1. Zuerkennung von subsidiärem Schutz aufgrund drohender Zwangsheirat bis hin zum Ehrenmord einer kurdischen Frau aus dem Irak. Von Zwangsheirat sind im Irak überwiegend die Gruppe der Mädchen und jungen Frauen betroffen.

2. Ob Zivilpersonen im kurdischen Autonomiegebiet einer ernsthaften individuellen Bedrohung infolge willkürlicher Gewalt im Rahmen eines bewaffneten Konflikts ausgesetzt sind, erscheint zweifelhaft, weil gemäß den aktuellen Erkenntnisquellen dort keine hohe Gefahrendichte anzunehmen sein dürfte.

(Leitsätze der Redaktion; Das Gericht hatte hier nicht über die Zuerkennung von Flüchtlingsschutz nach § 3 AsylG zu entscheiden. Dennoch stellte es eine drohende nichtstaatliche Verfolgung aufgrund der Zugehörigkeit zur sozialen Gruppe der Mädchen und jungen Frauen fest.)

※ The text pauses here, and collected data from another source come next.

Issue #7465, opened 2017-10-13
[Bug Report] Memory leak caused by el-select


STLighter:
### Element UI version
1.4.6

### OS/Browsers version
Windows 7 x64/ Chorme v61.0.3163.100 x64

### Vue version
2.5.0 (not only)

### Reproduction Link
Momery leak when using el-select: [https://jsfiddle.net/ST_Lighter/tev5L23h/](https://jsfiddle.net/ST_Lighter/tev5L23h/)
No leak when using el-input: [https://jsfiddle.net/ST_Lighter/19uthaf9/](https://jsfiddle.net/ST_Lighter/19uthaf9/)

### Steps to reproduce
Click run button will start a interval. It will update a counter.
Then check the heap snapshot in develop tools ( click gc button before taking snapshot).
( In the 1st link I use el-select and in the 2nd I use el-input, you will find different result)

### What is Expected?
No memory leak in both link

### What is actually happening?
When the code using el-select ( the 1st link) running, the memory using will increase continuing
![using el-select](https://user-images.githubusercontent.com/10627202/31529541-7a1db670-b00c-11e7-89fe-bfbb4a7bcdaa.png)
It not happend when using el-input.
![using el-input](https://user-images.githubusercontent.com/10627202/31529570-97dde536-b00c-11e7-8321-0c902e97fd53.png)

badpunman:
These mostly seem to be cleared up when the component is destroyed. I'm however concerned over what is left after the component is destroyed. There seems to be something related to el-scrollbar element that is leaving vnodes allocated.
![image](https://user-images.githubusercontent.com/937289/32666707-01b1bf42-c641-11e7-92e2-3ef6da753dc1.png)

There is something suspect with the way mouseUpDocumentHandler has $parent scrollbar/main.vue in its context and all. The way this renders and then shares reference to wrap via computed properties is a pattern i'm not familiar with.

badpunman:
Oops, upon further inspection:

These nodes were only kept alive because scrollbar's mouseUpDocumentHandler had itself as context indeed, but since this is a cyclic reference only, browser was able to release them after instructing it to manually do a garbage collection. It's still a bit bad to have such a reference going on though. Not sure how to fix it however.

badpunman:
However, I think I've identified what does cause some leakage here in your scenario, and I had it fixed in my own code while looking at other possible leaks.
[...]

PR #8168, opened 2017-11-10
clickoutside: fix memory leak

badpunman:
found while investigating https://github.com/ElemeFE/element/issues/7465

clickoutside directive didn't clean up properties it added to elements when they were bound. 

this added unnecessary function references to element's own methods that prevented garbage collection.


Leopoldthecoder:
@badpunman Thanks

PR #8225, opened 2017-11-13
clickoutside: fix memory leak

STLighter:
Relative issue: [#7465](https://github.com/ElemeFE/element/issues/7465)

`documentHandler` use an old vnode in closure, which caused unexpected memory leak.


badpunman:
Indeed. Makes some sense now.

PR #8260, opened 2017-11-14
Dialog: Add transition name as a prop (with default value for reverse compatibility)

SabatinoMasala:
I added the transition name as a prop on the dialog component, with a default value of 'dialog-fade'. This way we can fully control the transition of the dialog.

### DIFF
--- a/packages/dialog/src/component.vue
+++ b/packages/dialog/src/component.vue
@@ -2,20 +2,20 @@
   <transition :name="transition">
     <div class="el-dialog__wrapper" v-show="visible" @click.self="handleWrapperClick">
       <div
-              class="el-dialog"
-              :class="[{ 'is-fullscreen': fullscreen, 'el-dialog--center': center }, customClass]"
-              ref="dialog"
-              :style="style">
+        class="el-dialog"
+        :class="[{ 'is-fullscreen': fullscreen, 'el-dialog--center': center }, customClass]"
+        ref="dialog"
+        :style="style">
         <div class="el-dialog__header">
           <slot name="title">
             <span class="el-dialog__title">{{ title }}</span>
           </slot>
           <button
-                  type="button"
-                  class="el-dialog__headerbtn"
-                  aria-label="Close"
-                  v-if="showClose"
-                  @click="handleClose">
+            type="button"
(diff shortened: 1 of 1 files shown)


Leopoldthecoder:
Hi, thanks for contributing.

Customizing Dialog animation does not seem to be a common request, so we may not add a prop to do that. Actually you can do so by overriding its CSS: https://jsfiddle.net/qs0cod48/

SabatinoMasala:
@Leopoldthecoder, agreed, but my main concern was about being able to disable the transition.

[Other components](https://github.com/ElemeFE/element/blob/dev/packages/tag/src/tag.vue#L2) offer a 'disableTransitions' prop, I could send a PR with an implementation in the dialog, if that fits better? I agree that this would be more consistent than adding the transition name as a prop.

Leopoldthecoder:
Disabling transitions is actually something we can work on. Maybe we'll try to implement it so that
```JS
Vue.use(Element, { transitions: false })
```
can turn off all popup transitions (Dialog, MessageBox, Select, Dropdown, etc.).

For now you can disable Dialog's transition with CSS: https://jsfiddle.net/qs0cod48/1/ . Note that I also disabled backdrop's transition as well in the demo, otherwise it would look kinda weird.

SabatinoMasala:
Sounds very interesting, so we'd store the `transitions` bool on the ELEMENT config variable...
```js
...

ELEMENT.transitions = opts.transitions || true;

Vue.prototype.$ELEMENT = ELEMENT;
```

...and then in components we'd check whether or not to add a transition name:

```vue
<transition :name="$ELEMENT.transitions ? 'el-zoom-in-center' : ''">
  ...
</transition>
```

Seems a bit cleaner than overriding the CSS imo, but happy to hear your thoughts!

A note about reverse compatibility: Would you keep the `disableTransitions` prop on the Tag for example, or strip it out entirely?

Leopoldthecoder:
Yes, we'll keep Tag's `disableTransitions`. And it should have a higher priority than `$ELEMENT.transitions`.

SabatinoMasala:
Great, I will send a PR!

PR #8353, opened 2017-11-17
make pagination responsible to the URL param

zzzgit:
1. if the current page of the pagination changes, the corresponding param will change automatically
2. when mounted, if there is a param in URL, it will be the default value of current page
3. all the above functionality only are available when `token` is set in the `el-pagination` tag

### DIFF
--- a/packages/pagination/src/pagination.js
+++ b/packages/pagination/src/pagination.js
@@ -40,7 +40,9 @@ export default {
 
     prevText: String,
 
-    nextText: String
+    nextText: String,
+
+    token: String
   },
 
   data() {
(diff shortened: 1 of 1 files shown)


wacky6:
I think this feature should be done outside of the component. Pagination is not meant to change URL.

Leopoldthecoder:
I agree with @wacky6. 

This feature is more suitable to be implemented in a wrapper component, which reflects individual project's situation.

zzzgit:
okay i agree with basically
but i don't think it's easy to implement a wrapper which extend el-pagination and has the functionality i mentioned above

wacky6:
Wrapper should not be that difficult, you can watch related events then change urls.

Or, if you want to get it done quickly (and dirty probably?), use vue's $watch API to monitor pagination's internal states.

PR #8428, opened 2017-11-22
[Loading]: .close() can be called earlier than visible=true

koresar:
TL;DR: Sometimes the async sequence of operations can be: `this.visible = false; this.visible = true;` leaving the "Loading" opened forever.

In some scenarios the `.close()` can be called before
```
  Vue.nextTick(() => {
    instance.visible = true;
  });
```
Scenarios include some in-memory caching (Relay/Apollo GraphQL for example).

First time the "Loading" div shows fine. The second time (when a value is cached in memory) it shows and stays forever because `.close()` was called right after the `Loading` constructor call.

The proposed fix solves the bug. Not sure if that's the right way, or if I broke anything else. Probably need testing from core maintainers.

Happy to rework if needed.

### DIFF
--- a/packages/loading/src/index.js
+++ b/packages/loading/src/index.js
@@ -19,21 +19,23 @@ LoadingConstructor.prototype.originalPosition = '';
 LoadingConstructor.prototype.originalOverflow = '';
 
 LoadingConstructor.prototype.close = function() {
-  if (this.fullscreen) {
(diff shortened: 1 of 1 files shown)


wacky6:
Recommend add tests for your use case.
Also, have a look at the failed test.

PR #8440, opened 2017-11-22
remove unnecessary event

njleonzhang:
The event emit is not necessary according to my understanding.


njleonzhang:
@Leopoldthecoder 老哥还是胆子大。

这个PR, 有没有说法啊 https://github.com/ElemeFE/element/pull/6740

Schlagwörter: Irak, Zwangsehe, Kurden, Berufungszulassungsantrag, nichtstaatliche Verfolgung, unmenschliche oder erniedrigende Behandlung, subsidiärer Schutz, ernsthafter Schaden, Frauen, Ehrenmord, geschlechtsspezifische Verfolgung,
Normen: AsylG § 4, EMRK Art. 3, AsylG § 4 Abs. 3, AsylG § 3c Nr. 3,
Auszüge:

[...]

Im vorliegenden Fall sind jedenfalls die Voraussetzungen der Nr. 2 erfüllt. Der Klägerin drohte wegen der geplanten Zwangsheirat ein ernsthafter Schaden durch ihre eigene Familie. Gemäß § 4 Abs. 3 i.V.m. § 3c Nr. 3 AsylG kann die Gefahr eines ernsthaften Schadens infolge einer erniedrigenden Behandlung im Sinn von §4 Abs. 1 Satz 2 Nr. 2 AsylG auch von nichtstaatlichen Akteuren ausgehen. Somit sind potentielle Handlungen von Familienangehörigen im Rahmen des subsidiären Schutzes zu berücksichtigen. [...]

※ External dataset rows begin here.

PR #8506, opened 2017-11-26
Allow to create new items using keyboard only

lukaszb:
IMHO components like that should work without need to use mouse or having to use arrow keys to hover before typing enter. With this change user would be able to simply type a value in and hit enter to add it. It's way more convenient in my view.

### DIFF
--- a/packages/select/src/select.vue
+++ b/packages/select/src/select.vue
@@ -615,8 +615,17 @@
       },
 
       selectOption() {
+        const visibleOptions = this.options.filter(option => option.visible);
         if (this.options[this.hoverIndex]) {
           this.handleOptionSelect(this.options[this.hoverIndex]);
+        } else if (visibleOptions.length) {
+          const newOption = this.getNewOption();
+          if (newOption && newOption.value.length > 0) {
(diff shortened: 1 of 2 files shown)


xeoshow:
Exactly the feature what I need, thanks!

marceloavf:
Great feature!

lukaszb:
@Leopoldthecoder any chances you can review this and tell if it's acceptable?

lukaszb:
@Leopoldthecoder any chances you can review this and tell if it's acceptable?

Leopoldthecoder:
For this purpose, you can use `default-first-option`: https://jsfiddle.net/ma106uxt/ .

There is a minor unexpected behavior though: https://jsfiddle.net/ma106uxt/1/ .When you type `'h'`, Select highlights `HTML` instead of the newly created `h`. I have fixed this in #8790 to ensure the created option always gets highlighted before other options.

lukaszb:
@Leopoldthecoder cool, thanks! Totally missed that option. Do you consider adding it to the examples?

Leopoldthecoder:
@lukaszb Sure.

PR #8703, opened 2017-12-06
[DateTimePicker] Adds start, end and step time select attributes

pushchris:
Currently a TimePicker is able to have the start time, end time and step set through the ```picker-options``` but this does not carry through to DateTimePicker's. This pull request adds these attributes in.


wacky6:
It does not work this way.
These options are for time-select only. They do not work with time-picker which is used in date-time-picker.

PR #8940, opened 2017-12-21
[table] Wrong with immutable when use fixed columns(fix immutable updateColumns)

kolesoffac:
### Element UI version
2.0.8

### OS/Browsers version
macos / chrome 63.0.3239.84

### Vue version
2.5.13

### Reproduction Link
[https://jsfiddle.net/8yLhv5cq/](https://jsfiddle.net/8yLhv5cq/)

### Steps to reproduce
- click button
- result: hide content column

### What is Expected?
Not hide content fixed column

Hide content fixed column

https://github.com/ElemeFE/element/blob/0d952b79174520957e86dc5f4bf6cccd96a58ca0/packages/table/src/table-store.js#L332
When change all item in object then computed prop _leftFixedLeafCount_
https://github.com/ElemeFE/element/blob/0d952b79174520957e86dc5f4bf6cccd96a58ca0/packages/table/src/table-body.js#L186
don't recalculate because object _state_ not [change](https://vuejs.org/v2/guide/reactivity.html#Change-Detection-Caveats).

So need return new object. Or use get methods instead computed prop.

Thanks

### DIFF
--- a/packages/table/src/table-store.js
+++ b/packages/table/src/table-store.js
@@ -352,6 +352,8 @@ TableStore.prototype.updateColumns = function() {
 
   states.columns = [].concat(fixedLeafColumns).concat(leafColumns).concat(rightFixedLeafColumns);
   states.isComplex = states.fixedColumns.length > 0 || states.rightFixedColumns.length > 0;
+
+  this.states = {...states};
 };
 
 TableStore.prototype.isSelected = function(row) {
--- a/.babelrc
+++ b/.babelrc
@@ -1,6 +1,6 @@
 {
   "presets": [["es2015", { "loose": true }]],
-  "plugins": ["transform-vue-jsx"],
+  "plugins": ["transform-vue-jsx", "transform-object-rest-spread"],
   "env": {
     "utils": {
       "plugins": [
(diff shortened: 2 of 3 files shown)


packages/table/src/table-store.js
```diff
@@ -352,6 +352,8 @@ TableStore.prototype.updateColumns = function() {
 
   states.columns = [].concat(fixedLeafColumns).concat(leafColumns).concat(rightFixedLeafColumns);
   states.isComplex = states.fixedColumns.length > 0 || states.rightFixedColumns.length > 0;
+
+  this.states = {...states};
```
QingWei-Li: We can use the [`merge` function](https://github.com/ElemeFE/element/blob/dev/src/utils/merge.js).

```js
this.states = merge({}, states)
```

QingWei-Li: We can use the [`merge` function](https://github.com/ElemeFE/element/blob/dev/src/utils/merge.js).

```js
this.states = merge({}, states)
```

kolesoffac: Ok, i need edit it or you?

QingWei-Li: You do it if you have time

kolesoffac: Good, i will do it

PR #9053, opened 2017-12-28
Update fr.js

kompass:
In french, like in english, we don't say "Année" after the year number.


mathieutu:
@kompass FYI I just PRed that: https://github.com/ElemeFE/element/pull/9056

kompass:
@mathieutu Thank you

Der Senat ist zu der Erkenntnis gelangt, dass die Klägerin gemäß ihrer Bedrohungsgeschichte der Nötigung zu einer versuchten Zwangsheirat ausgesetzt war und im Fall der Rückkehr außerdem mit schweren Repressalien bis hin zum sog. Ehrenmord rechnen müsste, weil sie sich dem Beschluss des Familienrats, zu heiraten, verweigert hat und ohne Erlaubnis von zu Hause ausgezogen ist. [...]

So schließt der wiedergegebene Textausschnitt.